WHAT YOU WILL DO:
After reading the data, copy it out in full and exactly.
START EXCERPTED DATA
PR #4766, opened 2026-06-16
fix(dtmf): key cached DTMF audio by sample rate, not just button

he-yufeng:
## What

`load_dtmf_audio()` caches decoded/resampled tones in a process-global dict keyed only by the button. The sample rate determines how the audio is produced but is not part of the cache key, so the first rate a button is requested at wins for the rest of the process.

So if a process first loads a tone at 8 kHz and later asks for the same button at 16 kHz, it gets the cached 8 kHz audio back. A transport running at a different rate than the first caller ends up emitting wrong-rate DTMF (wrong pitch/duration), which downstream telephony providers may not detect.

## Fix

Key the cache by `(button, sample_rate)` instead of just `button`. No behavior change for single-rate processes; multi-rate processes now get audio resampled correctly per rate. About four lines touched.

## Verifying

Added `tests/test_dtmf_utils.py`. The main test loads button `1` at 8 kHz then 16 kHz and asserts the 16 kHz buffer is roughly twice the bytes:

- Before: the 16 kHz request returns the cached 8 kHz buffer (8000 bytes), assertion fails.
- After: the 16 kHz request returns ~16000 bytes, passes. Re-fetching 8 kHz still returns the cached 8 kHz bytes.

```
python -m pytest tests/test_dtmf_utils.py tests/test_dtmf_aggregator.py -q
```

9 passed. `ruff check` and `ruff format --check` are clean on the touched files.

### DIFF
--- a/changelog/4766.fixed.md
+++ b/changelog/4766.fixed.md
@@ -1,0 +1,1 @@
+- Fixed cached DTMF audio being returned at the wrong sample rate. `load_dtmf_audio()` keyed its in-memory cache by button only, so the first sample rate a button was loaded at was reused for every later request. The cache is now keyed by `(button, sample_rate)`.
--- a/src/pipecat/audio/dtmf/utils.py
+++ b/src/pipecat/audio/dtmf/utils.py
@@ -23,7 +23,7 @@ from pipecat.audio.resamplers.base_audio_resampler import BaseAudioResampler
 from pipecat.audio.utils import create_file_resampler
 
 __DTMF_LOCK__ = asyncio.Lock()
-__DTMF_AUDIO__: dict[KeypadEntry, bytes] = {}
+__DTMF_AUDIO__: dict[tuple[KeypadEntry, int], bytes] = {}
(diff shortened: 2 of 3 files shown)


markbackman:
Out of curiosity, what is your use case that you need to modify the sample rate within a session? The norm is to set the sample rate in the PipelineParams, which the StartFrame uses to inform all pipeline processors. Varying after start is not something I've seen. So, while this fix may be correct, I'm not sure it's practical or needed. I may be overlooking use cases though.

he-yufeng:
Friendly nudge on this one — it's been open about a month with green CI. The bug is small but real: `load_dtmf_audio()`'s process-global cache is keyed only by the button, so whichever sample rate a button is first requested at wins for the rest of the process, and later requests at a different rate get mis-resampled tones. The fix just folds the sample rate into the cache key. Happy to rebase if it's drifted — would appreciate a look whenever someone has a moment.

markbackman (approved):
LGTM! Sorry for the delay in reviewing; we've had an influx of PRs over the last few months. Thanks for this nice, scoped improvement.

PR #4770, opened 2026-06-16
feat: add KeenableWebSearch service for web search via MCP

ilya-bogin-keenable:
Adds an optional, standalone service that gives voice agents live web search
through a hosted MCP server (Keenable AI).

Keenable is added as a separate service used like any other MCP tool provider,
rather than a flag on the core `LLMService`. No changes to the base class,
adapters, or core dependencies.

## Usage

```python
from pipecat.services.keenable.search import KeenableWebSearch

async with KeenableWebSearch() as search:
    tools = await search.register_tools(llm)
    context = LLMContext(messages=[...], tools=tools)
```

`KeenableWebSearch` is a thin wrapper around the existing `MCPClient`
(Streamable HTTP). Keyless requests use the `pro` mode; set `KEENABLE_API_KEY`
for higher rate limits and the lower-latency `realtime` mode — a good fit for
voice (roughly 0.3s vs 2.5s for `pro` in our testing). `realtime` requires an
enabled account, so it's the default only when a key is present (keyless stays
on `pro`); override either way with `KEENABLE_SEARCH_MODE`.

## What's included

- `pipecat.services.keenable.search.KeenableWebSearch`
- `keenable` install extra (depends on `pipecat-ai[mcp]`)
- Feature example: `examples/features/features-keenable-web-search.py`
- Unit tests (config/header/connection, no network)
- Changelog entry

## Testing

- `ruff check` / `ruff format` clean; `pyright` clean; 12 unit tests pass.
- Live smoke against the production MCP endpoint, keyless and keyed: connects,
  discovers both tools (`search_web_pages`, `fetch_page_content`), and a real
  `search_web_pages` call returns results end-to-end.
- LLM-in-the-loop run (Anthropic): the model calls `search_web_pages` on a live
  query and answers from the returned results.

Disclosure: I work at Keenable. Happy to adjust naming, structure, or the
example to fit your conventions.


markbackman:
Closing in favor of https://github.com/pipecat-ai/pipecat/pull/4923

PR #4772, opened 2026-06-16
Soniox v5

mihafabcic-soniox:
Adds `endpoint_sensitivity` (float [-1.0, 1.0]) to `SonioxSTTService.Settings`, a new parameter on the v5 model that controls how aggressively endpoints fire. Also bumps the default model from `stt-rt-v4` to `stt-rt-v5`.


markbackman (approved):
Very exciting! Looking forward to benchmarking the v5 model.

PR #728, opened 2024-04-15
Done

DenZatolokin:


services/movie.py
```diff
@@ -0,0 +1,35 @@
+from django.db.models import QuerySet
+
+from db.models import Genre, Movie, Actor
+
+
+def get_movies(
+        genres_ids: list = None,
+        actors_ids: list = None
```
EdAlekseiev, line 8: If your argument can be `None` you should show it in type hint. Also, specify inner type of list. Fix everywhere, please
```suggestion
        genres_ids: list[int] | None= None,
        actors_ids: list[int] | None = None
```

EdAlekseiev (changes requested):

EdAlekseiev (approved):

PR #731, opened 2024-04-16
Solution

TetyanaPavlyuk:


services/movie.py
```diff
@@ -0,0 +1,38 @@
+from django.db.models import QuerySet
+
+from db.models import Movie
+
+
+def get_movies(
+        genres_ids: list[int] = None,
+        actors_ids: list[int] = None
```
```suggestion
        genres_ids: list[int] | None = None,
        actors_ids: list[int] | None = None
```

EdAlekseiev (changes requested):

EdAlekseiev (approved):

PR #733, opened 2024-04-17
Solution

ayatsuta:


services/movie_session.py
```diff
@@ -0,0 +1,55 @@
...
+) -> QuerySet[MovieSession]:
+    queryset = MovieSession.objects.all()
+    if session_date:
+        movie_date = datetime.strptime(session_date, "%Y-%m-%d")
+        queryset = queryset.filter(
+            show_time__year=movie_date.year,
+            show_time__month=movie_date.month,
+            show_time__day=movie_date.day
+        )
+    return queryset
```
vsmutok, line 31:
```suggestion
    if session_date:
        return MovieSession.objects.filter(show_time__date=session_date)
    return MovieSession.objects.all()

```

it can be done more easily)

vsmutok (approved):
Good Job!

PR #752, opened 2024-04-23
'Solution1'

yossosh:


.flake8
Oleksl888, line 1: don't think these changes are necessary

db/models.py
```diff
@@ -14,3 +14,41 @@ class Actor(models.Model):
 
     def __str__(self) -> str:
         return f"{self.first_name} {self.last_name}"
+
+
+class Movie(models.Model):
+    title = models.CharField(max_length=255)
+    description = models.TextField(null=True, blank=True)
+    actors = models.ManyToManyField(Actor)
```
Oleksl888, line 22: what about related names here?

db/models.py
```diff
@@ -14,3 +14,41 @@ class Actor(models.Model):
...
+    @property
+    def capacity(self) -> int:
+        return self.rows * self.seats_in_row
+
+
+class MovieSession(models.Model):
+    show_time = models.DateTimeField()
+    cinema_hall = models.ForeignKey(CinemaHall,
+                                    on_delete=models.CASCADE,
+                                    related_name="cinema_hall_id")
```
END EXCERPTED DATA
RESPONSE AREA:
PR #4766, opened 2026-06-16
fix(dtmf): key cached DTMF audio by sample rate, not just button

he-yufeng:
## What

`load_dtmf_audio()` caches decoded/resampled tones in a process-global dict keyed only by the button. The sample rate determines how the audio is produced but is not part of the cache key, so the first rate a button is requested at wins for the rest of the process.

So if a process first loads a tone at 8 kHz and later asks for the same button at 16 kHz, it gets the cached 8 kHz audio back. A transport running at a different rate than the first caller ends up emitting wrong-rate DTMF (wrong pitch/duration), which downstream telephony providers may not detect.

## Fix

Key the cache by `(button, sample_rate)` instead of just `button`. No behavior change for single-rate processes; multi-rate processes now get audio resampled correctly per rate. About four lines touched.

## Verifying

Added `tests/test_dtmf_utils.py`. The main test loads button `1` at 8 kHz then 16 kHz and asserts the 16 kHz buffer is roughly twice the bytes:

- Before: the 16 kHz request returns the cached 8 kHz buffer (8000 bytes), assertion fails.
- After: the 16 kHz request returns ~16000 bytes, passes. Re-fetching 8 kHz still returns the cached 8 kHz bytes.

```
python -m pytest tests/test_dtmf_utils.py tests/test_dtmf_aggregator.py -q
```

9 passed. `ruff check` and `ruff format --check` are clean on the touched files.

### DIFF
--- a/changelog/4766.fixed.md
+++ b/changelog/4766.fixed.md
@@ -1,0 +1,1 @@
+- Fixed cached DTMF audio being returned at the wrong sample rate. `load_dtmf_audio()` keyed its in-memory cache by button only, so the first sample rate a button was loaded at was reused for every later request. The cache is now keyed by `(button, sample_rate)`.
--- a/src/pipecat/audio/dtmf/utils.py
+++ b/src/pipecat/audio/dtmf/utils.py
@@ -23,7 +23,7 @@ from pipecat.audio.resamplers.base_audio_resampler import BaseAudioResampler
 from pipecat.audio.utils import create_file_resampler
 
 __DTMF_LOCK__ = asyncio.Lock()
-__DTMF_AUDIO__: dict[KeypadEntry, bytes] = {}
+__DTMF_AUDIO__: dict[tuple[KeypadEntry, int], bytes] = {}
(diff shortened: 2 of 3 files shown)


markbackman:
Out of curiosity, what is your use case that you need to modify the sample rate within a session? The norm is to set the sample rate in the PipelineParams, which the StartFrame uses to inform all pipeline processors. Varying after start is not something I've seen. So, while this fix may be correct, I'm not sure it's practical or needed. I may be overlooking use cases though.

he-yufeng:
Friendly nudge on this one — it's been open about a month with green CI. The bug is small but real: `load_dtmf_audio()`'s process-global cache is keyed only by the button, so whichever sample rate a button is first requested at wins for the rest of the process, and later requests at a different rate get mis-resampled tones. The fix just folds the sample rate into the cache key. Happy to rebase if it's drifted — would appreciate a look whenever someone has a moment.

markbackman (approved):
LGTM! Sorry for the delay in reviewing; we've had an influx of PRs over the last few months. Thanks for this nice, scoped improvement.

PR #4770, opened 2026-06-16
feat: add KeenableWebSearch service for web search via MCP

ilya-bogin-keenable:
Adds an optional, standalone service that gives voice agents live web search
through a hosted MCP server (Keenable AI).

Keenable is added as a separate service used like any other MCP tool provider,
rather than a flag on the core `LLMService`. No changes to the base class,
adapters, or core dependencies.

## Usage

```python
from pipecat.services.keenable.search import KeenableWebSearch

async with KeenableWebSearch() as search:
    tools = await search.register_tools(llm)
    context = LLMContext(messages=[...], tools=tools)
```

`KeenableWebSearch` is a thin wrapper around the existing `MCPClient`
(Streamable HTTP). Keyless requests use the `pro` mode; set `KEENABLE_API_KEY`
for higher rate limits and the lower-latency `realtime` mode — a good fit for
voice (roughly 0.3s vs 2.5s for `pro` in our testing). `realtime` requires an
enabled account, so it's the default only when a key is present (keyless stays
on `pro`); override either way with `KEENABLE_SEARCH_MODE`.

## What's included

- `pipecat.services.keenable.search.KeenableWebSearch`
- `keenable` install extra (depends on `pipecat-ai[mcp]`)
- Feature example: `examples/features/features-keenable-web-search.py`
- Unit tests (config/header/connection, no network)
- Changelog entry

## Testing

- `ruff check` / `ruff format` clean; `pyright` clean; 12 unit tests pass.
- Live smoke against the production MCP endpoint, keyless and keyed: connects,
  discovers both tools (`search_web_pages`, `fetch_page_content`), and a real
  `search_web_pages` call returns results end-to-end.
- LLM-in-the-loop run (Anthropic): the model calls `search_web_pages` on a live
  query and answers from the returned results.

Disclosure: I work at Keenable. Happy to adjust naming, structure, or the
example to fit your conventions.


markbackman:
Closing in favor of https://github.com/pipecat-ai/pipecat/pull/4923

PR #4772, opened 2026-06-16
Soniox v5

mihafabcic-soniox:
Adds `endpoint_sensitivity` (float [-1.0, 1.0]) to `SonioxSTTService.Settings`, a new parameter on the v5 model that controls how aggressively endpoints fire. Also bumps the default model from `stt-rt-v4` to `stt-rt-v5`.


markbackman (approved):
Very exciting! Looking forward to benchmarking the v5 model.

PR #728, opened 2024-04-15
Done

DenZatolokin:


services/movie.py
```diff
@@ -0,0 +1,35 @@
+from django.db.models import QuerySet
+
+from db.models import Genre, Movie, Actor
+
+
+def get_movies(
+        genres_ids: list = None,
+        actors_ids: list = None
```
EdAlekseiev, line 8: If your argument can be `None` you should show it in type hint. Also, specify inner type of list. Fix everywhere, please
```suggestion
        genres_ids: list[int] | None= None,
        actors_ids: list[int] | None = None
```

EdAlekseiev (changes requested):

EdAlekseiev (approved):

PR #731, opened 2024-04-16
Solution

TetyanaPavlyuk:


services/movie.py
```diff
@@ -0,0 +1,38 @@
+from django.db.models import QuerySet
+
+from db.models import Movie
+
+
+def get_movies(
+        genres_ids: list[int] = None,
+        actors_ids: list[int] = None
```
```suggestion
        genres_ids: list[int] | None = None,
        actors_ids: list[int] | None = None
```

EdAlekseiev (changes requested):

EdAlekseiev (approved):

PR #733, opened 2024-04-17
Solution

ayatsuta:


services/movie_session.py
```diff
@@ -0,0 +1,55 @@
...
+) -> QuerySet[MovieSession]:
+    queryset = MovieSession.objects.all()
+    if session_date:
+        movie_date = datetime.strptime(session_date, "%Y-%m-%d")
+        queryset = queryset.filter(
+            show_time__year=movie_date.year,
+            show_time__month=movie_date.month,
+            show_time__day=movie_date.day
+        )
+    return queryset
```
vsmutok, line 31:
```suggestion
    if session_date:
        return MovieSession.objects.filter(show_time__date=session_date)
    return MovieSession.objects.all()

```

it can be done more easily)

vsmutok (approved):
Good Job!

PR #752, opened 2024-04-23
'Solution1'

yossosh:


.flake8
Oleksl888, line 1: don't think these changes are necessary

db/models.py
```diff
@@ -14,3 +14,41 @@ class Actor(models.Model):
 
     def __str__(self) -> str:
         return f"{self.first_name} {self.last_name}"
+
+
+class Movie(models.Model):
+    title = models.CharField(max_length=255)
+    description = models.TextField(null=True, blank=True)
+    actors = models.ManyToManyField(Actor)
```
Oleksl888, line 22: what about related names here?

db/models.py
```diff
@@ -14,3 +14,41 @@ class Actor(models.Model):
...
+    @property
+    def capacity(self) -> int:
+        return self.rows * self.seats_in_row
+
+
+class MovieSession(models.Model):
+    show_time = models.DateTimeField()
+    cinema_hall = models.ForeignKey(CinemaHall,
+                                    on_delete=models.CASCADE,
+                                    related_name="cinema_hall_id")
```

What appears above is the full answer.